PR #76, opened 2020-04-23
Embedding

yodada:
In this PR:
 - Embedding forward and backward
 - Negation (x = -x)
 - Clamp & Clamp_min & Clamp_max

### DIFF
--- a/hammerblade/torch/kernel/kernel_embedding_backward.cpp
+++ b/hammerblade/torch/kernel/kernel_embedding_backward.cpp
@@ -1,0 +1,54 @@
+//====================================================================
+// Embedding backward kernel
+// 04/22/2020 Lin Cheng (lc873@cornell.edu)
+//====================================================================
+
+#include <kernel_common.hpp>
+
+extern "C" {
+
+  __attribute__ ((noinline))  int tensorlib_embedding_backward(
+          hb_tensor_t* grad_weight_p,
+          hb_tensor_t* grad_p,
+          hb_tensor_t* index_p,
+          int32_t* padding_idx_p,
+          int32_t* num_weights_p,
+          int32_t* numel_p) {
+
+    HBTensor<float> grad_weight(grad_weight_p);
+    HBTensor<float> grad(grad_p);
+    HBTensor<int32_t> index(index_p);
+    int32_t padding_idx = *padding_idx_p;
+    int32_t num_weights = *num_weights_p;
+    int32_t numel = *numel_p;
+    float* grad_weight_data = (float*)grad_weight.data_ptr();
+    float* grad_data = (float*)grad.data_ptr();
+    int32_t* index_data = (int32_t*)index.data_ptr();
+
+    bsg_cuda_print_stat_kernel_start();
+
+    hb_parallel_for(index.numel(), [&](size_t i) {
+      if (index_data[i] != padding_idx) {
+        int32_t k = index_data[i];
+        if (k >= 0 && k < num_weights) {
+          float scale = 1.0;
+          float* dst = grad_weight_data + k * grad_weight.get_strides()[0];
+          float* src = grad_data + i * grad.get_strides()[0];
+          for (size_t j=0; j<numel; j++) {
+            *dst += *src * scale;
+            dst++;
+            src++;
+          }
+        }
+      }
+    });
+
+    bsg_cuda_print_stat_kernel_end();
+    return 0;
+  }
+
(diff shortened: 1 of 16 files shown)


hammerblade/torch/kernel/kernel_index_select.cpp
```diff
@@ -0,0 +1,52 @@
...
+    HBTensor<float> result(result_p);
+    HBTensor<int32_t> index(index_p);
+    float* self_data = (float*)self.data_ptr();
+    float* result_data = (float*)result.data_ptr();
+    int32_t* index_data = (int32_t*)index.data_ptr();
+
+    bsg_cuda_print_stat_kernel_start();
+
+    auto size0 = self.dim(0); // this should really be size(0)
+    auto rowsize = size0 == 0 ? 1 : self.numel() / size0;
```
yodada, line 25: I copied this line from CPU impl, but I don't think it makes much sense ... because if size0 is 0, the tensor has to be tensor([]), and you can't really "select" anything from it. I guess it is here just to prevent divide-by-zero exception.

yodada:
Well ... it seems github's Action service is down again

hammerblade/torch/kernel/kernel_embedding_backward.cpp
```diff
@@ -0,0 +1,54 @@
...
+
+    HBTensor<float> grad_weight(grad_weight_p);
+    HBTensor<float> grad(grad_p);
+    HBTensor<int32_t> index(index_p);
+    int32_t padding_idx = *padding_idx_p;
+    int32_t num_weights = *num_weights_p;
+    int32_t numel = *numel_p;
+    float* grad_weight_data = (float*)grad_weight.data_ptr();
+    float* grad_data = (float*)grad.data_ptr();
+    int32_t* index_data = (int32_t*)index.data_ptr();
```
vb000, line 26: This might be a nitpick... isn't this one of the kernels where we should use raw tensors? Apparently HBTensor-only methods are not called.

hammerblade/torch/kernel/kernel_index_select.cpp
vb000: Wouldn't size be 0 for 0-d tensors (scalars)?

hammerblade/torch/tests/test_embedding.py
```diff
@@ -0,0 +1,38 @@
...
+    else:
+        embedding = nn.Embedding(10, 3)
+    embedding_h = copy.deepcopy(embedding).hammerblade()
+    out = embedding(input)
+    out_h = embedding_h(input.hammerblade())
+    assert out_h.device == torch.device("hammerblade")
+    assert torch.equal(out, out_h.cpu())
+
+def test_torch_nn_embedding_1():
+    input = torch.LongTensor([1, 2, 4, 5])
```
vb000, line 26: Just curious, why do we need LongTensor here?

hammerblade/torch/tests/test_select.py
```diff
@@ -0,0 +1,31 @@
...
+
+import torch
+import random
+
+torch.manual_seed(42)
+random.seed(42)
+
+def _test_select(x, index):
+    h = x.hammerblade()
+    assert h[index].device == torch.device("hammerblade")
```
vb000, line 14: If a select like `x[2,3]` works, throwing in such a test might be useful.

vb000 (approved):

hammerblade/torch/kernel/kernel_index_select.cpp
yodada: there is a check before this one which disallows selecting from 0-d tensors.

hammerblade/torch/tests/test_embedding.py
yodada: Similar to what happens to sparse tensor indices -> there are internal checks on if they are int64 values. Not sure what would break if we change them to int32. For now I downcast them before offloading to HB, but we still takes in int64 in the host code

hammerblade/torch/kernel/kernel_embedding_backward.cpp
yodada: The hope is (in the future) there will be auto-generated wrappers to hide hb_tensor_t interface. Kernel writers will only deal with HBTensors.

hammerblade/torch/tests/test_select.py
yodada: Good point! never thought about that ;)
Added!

_____

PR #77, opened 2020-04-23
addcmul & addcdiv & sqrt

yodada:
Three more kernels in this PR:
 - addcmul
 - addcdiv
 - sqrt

_____

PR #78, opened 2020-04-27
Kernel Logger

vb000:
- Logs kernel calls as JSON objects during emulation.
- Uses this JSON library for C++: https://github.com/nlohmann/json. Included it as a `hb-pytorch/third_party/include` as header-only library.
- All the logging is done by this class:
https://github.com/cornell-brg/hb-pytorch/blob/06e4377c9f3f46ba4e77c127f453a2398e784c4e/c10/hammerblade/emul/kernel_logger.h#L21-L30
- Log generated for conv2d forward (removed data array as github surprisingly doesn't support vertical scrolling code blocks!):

_____

TASK TO CARRY OUT →
Where the listing above has a line with "- Logs kernel", start there, and output every line exactly through the line with "- Log generated", which is also included.

RESPONSE →
- Logs kernel calls as JSON objects during emulation.
- Uses this JSON library for C++: https://github.com/nlohmann/json. Included it as a `hb-pytorch/third_party/include` as header-only library.
- All the logging is done by this class:
https://github.com/cornell-brg/hb-pytorch/blob/06e4377c9f3f46ba4e77c127f453a2398e784c4e/c10/hammerblade/emul/kernel_logger.h#L21-L30
- Log generated for conv2d forward (removed data array as github surprisingly doesn't support vertical scrolling code blocks!):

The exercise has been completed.